I think you're putting the cart before the horse. At 8 years old, he has a lot to learn before getting to the TMI part of your post. Have you discussed his underwear with the doctor? Have you studied physical development at all?
Just to give you an idea, sex ed wasn't taught in our school until 6th grade. Sure, you can teach your child at home, but you don't need to talking about what masturbation is to an 8 year old. If they are messing with their genitals, you tell them "We don't do that in public - go to the bathroom." You don't tell them more than they are developmentally ready to understand. They ARE ready to understand that they don't touch their genitals in public.
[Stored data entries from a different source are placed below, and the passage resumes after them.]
PR #584, opened 2019-02-15
csp for console

JohannesDoberer:


JohannesDoberer:
There are also changes for kyma https://github.com/kyma-project/kyma/pull/2870

PR #586, opened 2019-02-18
Add nosniff setting for MIME types on all console components

jesusreal:
**Description**

- Add [nosniff setting for MIME types](https://www.keycdn.com/support/what-is-mime-sniffing) on all console components

**Related issue(s)**


jesusreal:
Hi @pkosiec thanks for your comment. IMHO this is not a problem, we should always provide proper MIME type and avoid any security vulnerability that could be produced by allowing browser MIME sniffing feature.

PR #613, opened 2019-02-28
Role binding for users

JohannesDoberer:


core/src/app/shared/services/rbac.service.ts
```diff
@@ -18,28 +18,27 @@ export class RbacService {
...
+      name: `${data.name}-${data.roleName}-binding`
     };
   }
 
   prepareBindingToCreate(data) {
+    const subject = {
+      apiGroup: 'rbac.authorization.k8s.io',
+      name: data.name
+    };
+    subject['kind'] = data.isUserGroup ? 'Group' : 'User';
```
parostatkiem: Is there any reason why it is not defined inside `subject` object?

core/src/app/shared/components/role-binding-modal/role-binding-modal.component.ts
```diff
@@ -92,38 +97,39 @@ export class RoleBindingModalComponent implements OnDestroy {
...
-    }
-
-    return {
-      kind: 'RoleBinding',
-      groupName: this.userGroup,
+    const data = {
       roleKind: this.selectedKind,
       roleName: this.selectedRole,
-      namespace: this.currentEnvironmentId
+      name: this.userOrGroup
```
parostatkiem: You can just write ` isUserGroup: this.isUserGroup` instead of the definition below.
Also, is there any particular reason why you use `data['property']` instead of `data.property`?

core/src/app/shared/components/role-binding-modal/role-binding-modal.component.html
```diff
@@ -13,38 +15,49 @@ <h4 class="tn-modal__title">Create Binding</h4>
             <div class="tn-form__group">
               <div class="error-message-placeholder" *ngIf="error">{{ error }}</div>
 
+              <div class="fd-form__set">
+                <div class="fd-form__group">
+                  <div class="fd-form__item fd-form__item--inline fd-form__item--check">
+                    <label class="fd-form__label" for="pDidh767">
+                      <input type="radio" class="fd-form__control" id="pDidh767" name="radio"
+                        (click)='toogleUserGroup()' [checked]="!isUserGroup">
```
parostatkiem: Wouldn't it be better to set `isUserGroup` depending on currently selected radio button?
For now you can click any radio button to toggle this value which is unintuitive in my opinion.

core/src/app/shared/services/rbac.service.ts
JohannesDoberer: done

core/src/app/shared/components/role-binding-modal/role-binding-modal.component.ts
JohannesDoberer: >Also, is there any particular reason why you use `data['property']` instead of `data.property`?
If property is not defined in object, vscode will underline it (because property is not there).
I know dot notation also will work, but for me it is nicer.

parostatkiem: A discussable thing but OK 👍

Issue #590, opened 2019-02-19
Ci setup for OData React component


magicmatatjahu:
**Description**
After merged #588 PR:
- create Prow Job for OData React component with `presubmit` and `postsubmit` stage in `test-infra` repository.
- create Makefile with pipeline for pr and master like in other package in `console` repo.

Stretch:
- create bash script for automatically pushing new version of component to npm, try to find a solution for pushing patch, minor and major version, eg with appropriate tag in title of PR.

**Reasons**
Better development of OData React component.

aerfio:
[x] - also make `pre-master-kyma-components-asset-upload-service` required

PR #618, opened 2019-03-01
Add Makefile for react-odata component

aerfio:
**Description**

- Add `Makefile` for CI
- Fix leftover errors and bugs from last PR that prevent Makefile from working

**Related issue(s)**
See also #590, https://github.com/kyma-project/test-infra/pull/670


components/react-odata/Makefile
```diff
@@ -0,0 +1,20 @@
...
+	npm run build
+
+validate:
+	npm run conflict-check
+	npm run lint-check
+
+test:
+	CI=true npm run test
+
+scan:
```
michal-hudy: We don't use whitesource anymore ;)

And it's boring in the bathroom, so they won't stay in there long and will find something else to do that isn't associated with their genitals.
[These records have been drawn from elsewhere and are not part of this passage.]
PR #625, opened 2019-03-04
Add prettier in validation in Instances, Catalog, components/react, components/react-odata, brokers, content and tests

### LINKED ISSUE #628: Add prettier in validation in Instances, Catalog and components/react
**Description**

We should add prettier validation in order to have all of our codebase comply with our prettier rules

**Reasons**

Without prettier and other linters we edit files without clear reason, just by editing - with prettier check we also have less code to check in PRs

aerfio:
**Description**

Add prettier in validation in Instances, Catalog and components/react

- Add prettier validation in Instances, Catalog and components/react

**Related issue(s)**

Resolves #628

There are plenty of parents who don't tell their children everything they need to know. They get them books. The librarian can give you ideas of good books FOR THEIR AGE. The books offer good starting points for discussion.
All you have to do is read the books before giving them to your child. Then you have the vocabulary. What's so hard about that? You may have to learn the sign language for that, but that's part of you learning to talk to your son and your job - learning to sign.
If he's becoming withdrawn, it's not about your lack of sex ed. Stop worrying about the sex ed and learn to communicate overall with your son. Find a support group and talk to your ped about who you can work with.